>>>
PR #671, opened 2015-11-18
Cleanup repair test

ptnapoleon:
@mambocab to review

### DIFF
--- a/repair_test.py
+++ b/repair_test.py
@@ -41,11 +41,14 @@ class TestRepair(Tester):
 
     @since('2.2.1')
     def no_anticompaction_after_dclocal_repair_test(self):
+        """
+        @jira_ticket CASSANDRA-10422
+        """
         cluster = self.cluster
         debug("Starting cluster..")
         cluster.populate([2, 2]).start(wait_for_binary_proto=True)
-        [node1_1, node2_1, node1_2, node2_2] = cluster.nodelist()
-        node1_1.stress(stress_options=['write', 'n=50000', 'cl=ONE', '-schema', 'replication(factor=2)'])
+        node1_1, node2_1, node1_2, node2_2 = cluster.nodelist()
+        node1_1.stress(stress_options=['write', 'n=50K', 'cl=ONE', '-schema', 'replication(factor=2)'])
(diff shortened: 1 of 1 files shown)


ptnapoleon:
Tests all pass on 3.0, after these non-logic changes

repair_test.py
```diff
@@ -58,12 +61,15 @@ def no_anticompaction_after_dclocal_repair_test(self):
...
+        """
         cluster = self.cluster
         debug("Starting cluster..")
         cluster.populate([2, 2]).start(wait_for_binary_proto=True)
-        [node1_1, node2_1, node1_2, node2_2] = cluster.nodelist()
-        node1_1.stress(stress_options=['write', 'n=50000', 'cl=ONE', '-schema', 'replication(factor=2)'])
-        node1_1.nodetool("repair -hosts 127.0.0.1,127.0.0.2,127.0.0.3,127.0.0.4 keyspace1 standard1")
+        node1_1, node2_1, node1_2, node2_2 = cluster.nodelist()
+        node1_1.stress(stress_options=['write', 'n=50K', 'cl=ONE', '-schema', 'replication(factor=2)'])
+        node1_1.nodetool("repair -hosts 127.0.0.1,127.0.0.2,12  7.0.0.3,127.0.0.4 keyspace1 standard1")
```
mambocab: Intentional? and if the tests pass after this change, what is going on?

mambocab:
+1 other than my comment. Maybe we need assertions to make sure that repair actually happens.

repair_test.py
ptnapoleon: Definitely not intentional. Also, scary that test passes

ptnapoleon:
I assume the 
`self.assertTrue(node.grep_log("Not a global repair"))` makes sure the repair happens

mambocab:
The merge is fine, but I'm still concerned. Why didn't nodetool repair fail on what I assume are malformed arguments? Maybe that assertion doesn't do what we think it does.

ptnapoleon:
After rerunning tests, it does fail with that mistake. So I must have accidentally included that space after checking the tests, but before committing.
<<<
→ **Exercise instructions**
Write out, please, all of the material above exactly as written.

→ **Answer to this problem**
PR #671, opened 2015-11-18
Cleanup repair test

ptnapoleon:
@mambocab to review

### DIFF
--- a/repair_test.py
+++ b/repair_test.py
@@ -41,11 +41,14 @@ class TestRepair(Tester):
 
     @since('2.2.1')
     def no_anticompaction_after_dclocal_repair_test(self):
+        """
+        @jira_ticket CASSANDRA-10422
+        """
         cluster = self.cluster
         debug("Starting cluster..")
         cluster.populate([2, 2]).start(wait_for_binary_proto=True)
-        [node1_1, node2_1, node1_2, node2_2] = cluster.nodelist()
-        node1_1.stress(stress_options=['write', 'n=50000', 'cl=ONE', '-schema', 'replication(factor=2)'])
+        node1_1, node2_1, node1_2, node2_2 = cluster.nodelist()
+        node1_1.stress(stress_options=['write', 'n=50K', 'cl=ONE', '-schema', 'replication(factor=2)'])
(diff shortened: 1 of 1 files shown)


ptnapoleon:
Tests all pass on 3.0, after these non-logic changes

repair_test.py
```diff
@@ -58,12 +61,15 @@ def no_anticompaction_after_dclocal_repair_test(self):
...
+        """
         cluster = self.cluster
         debug("Starting cluster..")
         cluster.populate([2, 2]).start(wait_for_binary_proto=True)
-        [node1_1, node2_1, node1_2, node2_2] = cluster.nodelist()
-        node1_1.stress(stress_options=['write', 'n=50000', 'cl=ONE', '-schema', 'replication(factor=2)'])
-        node1_1.nodetool("repair -hosts 127.0.0.1,127.0.0.2,127.0.0.3,127.0.0.4 keyspace1 standard1")
+        node1_1, node2_1, node1_2, node2_2 = cluster.nodelist()
+        node1_1.stress(stress_options=['write', 'n=50K', 'cl=ONE', '-schema', 'replication(factor=2)'])
+        node1_1.nodetool("repair -hosts 127.0.0.1,127.0.0.2,12  7.0.0.3,127.0.0.4 keyspace1 standard1")
```
mambocab: Intentional? and if the tests pass after this change, what is going on?

mambocab:
+1 other than my comment. Maybe we need assertions to make sure that repair actually happens.

repair_test.py
ptnapoleon: Definitely not intentional. Also, scary that test passes

ptnapoleon:
I assume the 
`self.assertTrue(node.grep_log("Not a global repair"))` makes sure the repair happens

mambocab:
The merge is fine, but I'm still concerned. Why didn't nodetool repair fail on what I assume are malformed arguments? Maybe that assertion doesn't do what we think it does.

ptnapoleon:
After rerunning tests, it does fail with that mistake. So I must have accidentally included that space after checking the tests, but before committing.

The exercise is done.